SUPPLIED INFORMATION Start Marker
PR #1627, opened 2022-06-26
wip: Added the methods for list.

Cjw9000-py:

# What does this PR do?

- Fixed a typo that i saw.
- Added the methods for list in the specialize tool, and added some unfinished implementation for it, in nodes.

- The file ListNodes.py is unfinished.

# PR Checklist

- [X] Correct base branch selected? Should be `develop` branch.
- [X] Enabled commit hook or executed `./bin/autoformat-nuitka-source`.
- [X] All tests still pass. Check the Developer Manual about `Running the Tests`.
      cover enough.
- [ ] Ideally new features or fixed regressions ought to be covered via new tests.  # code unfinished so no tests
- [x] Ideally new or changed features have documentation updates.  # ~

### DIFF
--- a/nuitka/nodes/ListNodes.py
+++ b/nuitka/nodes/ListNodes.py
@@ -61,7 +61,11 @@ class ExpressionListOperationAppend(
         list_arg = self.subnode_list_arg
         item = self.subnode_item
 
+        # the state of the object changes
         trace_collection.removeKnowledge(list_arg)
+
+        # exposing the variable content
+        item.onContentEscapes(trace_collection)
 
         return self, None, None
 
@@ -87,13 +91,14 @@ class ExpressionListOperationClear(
SUPPLIED INFORMATION End Marker
SUPPLIED INFORMATION Start Marker
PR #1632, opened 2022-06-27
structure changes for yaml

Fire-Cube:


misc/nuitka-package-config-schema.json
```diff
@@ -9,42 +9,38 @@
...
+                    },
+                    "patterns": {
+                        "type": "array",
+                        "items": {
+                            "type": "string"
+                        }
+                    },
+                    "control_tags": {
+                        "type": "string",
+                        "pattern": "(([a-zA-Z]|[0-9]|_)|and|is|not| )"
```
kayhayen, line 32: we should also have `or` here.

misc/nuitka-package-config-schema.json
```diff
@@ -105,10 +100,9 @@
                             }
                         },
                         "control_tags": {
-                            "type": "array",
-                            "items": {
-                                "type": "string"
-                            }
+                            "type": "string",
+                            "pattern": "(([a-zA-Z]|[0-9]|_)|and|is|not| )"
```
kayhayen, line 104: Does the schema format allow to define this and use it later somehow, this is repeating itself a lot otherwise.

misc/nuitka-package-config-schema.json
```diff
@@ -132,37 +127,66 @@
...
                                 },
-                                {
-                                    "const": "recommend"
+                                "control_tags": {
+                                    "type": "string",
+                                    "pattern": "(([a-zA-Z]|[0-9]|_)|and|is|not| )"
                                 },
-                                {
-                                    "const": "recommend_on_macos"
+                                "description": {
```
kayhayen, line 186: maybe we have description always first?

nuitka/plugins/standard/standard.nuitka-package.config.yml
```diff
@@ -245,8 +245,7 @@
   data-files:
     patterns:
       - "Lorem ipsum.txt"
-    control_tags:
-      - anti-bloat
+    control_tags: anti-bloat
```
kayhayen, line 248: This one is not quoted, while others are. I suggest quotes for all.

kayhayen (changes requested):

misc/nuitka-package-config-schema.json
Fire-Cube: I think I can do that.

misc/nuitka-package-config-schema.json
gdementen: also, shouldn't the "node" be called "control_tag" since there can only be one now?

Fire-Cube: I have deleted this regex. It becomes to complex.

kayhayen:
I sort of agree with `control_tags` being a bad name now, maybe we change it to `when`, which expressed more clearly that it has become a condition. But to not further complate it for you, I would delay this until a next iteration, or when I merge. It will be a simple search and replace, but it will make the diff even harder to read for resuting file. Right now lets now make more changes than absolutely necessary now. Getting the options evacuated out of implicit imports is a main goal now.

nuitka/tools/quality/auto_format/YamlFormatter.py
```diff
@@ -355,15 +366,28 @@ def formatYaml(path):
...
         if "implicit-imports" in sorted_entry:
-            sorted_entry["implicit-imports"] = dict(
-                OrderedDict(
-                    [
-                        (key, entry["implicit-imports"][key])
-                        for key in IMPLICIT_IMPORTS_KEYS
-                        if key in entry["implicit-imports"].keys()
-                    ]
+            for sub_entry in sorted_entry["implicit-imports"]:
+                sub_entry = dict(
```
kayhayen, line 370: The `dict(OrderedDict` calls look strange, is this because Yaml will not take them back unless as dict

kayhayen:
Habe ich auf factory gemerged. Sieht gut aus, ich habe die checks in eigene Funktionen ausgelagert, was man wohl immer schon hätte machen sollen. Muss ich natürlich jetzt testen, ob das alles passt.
SUPPLIED INFORMATION End Marker
__WORK TO BE COMPLETED__
I'd like the lines above from the one with "PR #1627, opened 2022-06-26" up to and including the one with "the object changes" copied exactly, with no other lines.

__ANSWER SECTION__
PR #1627, opened 2022-06-26
wip: Added the methods for list.

Cjw9000-py:

# What does this PR do?

- Fixed a typo that i saw.
- Added the methods for list in the specialize tool, and added some unfinished implementation for it, in nodes.

- The file ListNodes.py is unfinished.

# PR Checklist

- [X] Correct base branch selected? Should be `develop` branch.
- [X] Enabled commit hook or executed `./bin/autoformat-nuitka-source`.
- [X] All tests still pass. Check the Developer Manual about `Running the Tests`.
      cover enough.
- [ ] Ideally new features or fixed regressions ought to be covered via new tests.  # code unfinished so no tests
- [x] Ideally new or changed features have documentation updates.  # ~

### DIFF
--- a/nuitka/nodes/ListNodes.py
+++ b/nuitka/nodes/ListNodes.py
@@ -61,7 +61,11 @@ class ExpressionListOperationAppend(
         list_arg = self.subnode_list_arg
         item = self.subnode_item
 
+        # the state of the object changes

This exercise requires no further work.